▸ **Work order**: Please copy each line of the listing below in which the word "that" appears.

▸ **Data for this exercise**:
────────────────────────────────────────

PR #1257, opened 2019-02-19
RUBY-1727 Unscope connection pools from clusters

p-mongo:


lib/mongo/server.rb
```diff
@@ -274,7 +275,16 @@ def summary
     #
     # @since 2.0.0
     def pool
-      @pool ||= cluster.pool(self)
+      @pool_lock.synchronize do
```
saghm: It doesn't look like the pool will ever be finalized unless the server itself is; why not just define a finalizer on server itself (or on all pools in the pool implementation) instead of defining one on the pool here?

p-mongo: Instance variables of an object being finalized are not available. What exactly are you proposing to do?

saghm: I understand that. Let me rephrase my question; is there any reason why we only want to define finalizers to clean up connection pools that are instance variables of servers instead of just defining one in either the connection pool constructor or `ConnectionPool#get`?

p-mongo: Having the finalizer be set by the connection pool constructor is a better idea indeed.

PR #1258, opened 2019-02-19
Fix RUBY-1647 Reset connection pool on non-timeout network errors

p-mongo:


spec/integration/sdam_error_handling_spec.rb
```diff
@@ -0,0 +1,115 @@
...
+  before(:all) do
+    ClientRegistry.instance.close_all_clients
+  end
+
+  describe 'when there is an error during an operation' do
+    let(:client) { authorized_client }
+
+    before do
+      wait_for_all_servers(client.cluster)
+      # we also need a connection to the primary so that our error
```
saghm: It's not clear to me at all what this comment has to do with the code after it; what does needing a connection to the primary have to do with pinging the server and stopping the monitors?

spec/support/client_registry.rb
```diff
@@ -95,13 +95,19 @@ def new_global_client(name)
       )
     # Provides an authorized mongo client that retries writes.
     when 'authorized_with_retry_writes'
-      global_client('authorized').with(retry_writes: true).tap do |client|
+      global_client('authorized').with(
+        retry_writes: true,
+        server_selection_timeout: 4.97,
```
saghm: How were these server selection timeouts (4.97 and 4.99) chosen? Given how specific they are, I think it makes sense to comment why they are what they are.

lib/mongo/error/operation_failure.rb
```diff
@@ -28,7 +29,7 @@ class OperationFailure < Error
       # @api private
       WRITE_RETRY_ERRORS = [
         {:code_name => 'InterruptedAtShutdown', :code => 11600},
-        {:code_name => 'InterruptedDueToReplStateChange', :code => 11602},
+        {:code_name => 'InterruptedDueToStepDown', :code => 11602},
```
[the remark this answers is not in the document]
p-mongo: See https://github.com/mongodb/specifications/pull/496.

spec/support/client_registry.rb
p-mongo: They are numbers which can be traced to where in the code they are defined, as opposed to a number like `5` which is hard to grep for. The fractions chosen are arbitrary.

lib/mongo/error/operation_failure.rb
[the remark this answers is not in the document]
saghm: Ah, makes sense

spec/integration/sdam_error_handling_spec.rb
p-mongo: Ping establishes a connection to the primary, the comment goes with the ping. Stopping the monitors is separate. Ultimately this is all done to ensure assertions are performed on the right connections (non-monitoring vs monitoring).

p-mongo:
@saghm Anything else for this PR?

────────────────────────────────────────

▸ **Result of this exercise**:
saghm: I understand that. Let me rephrase my question; is there any reason why we only want to define finalizers to clean up connection pools that are instance variables of servers instead of just defining one in either the connection pool constructor or `ConnectionPool#get`?
+      # we also need a connection to the primary so that our error
     # Provides an authorized mongo client that retries writes.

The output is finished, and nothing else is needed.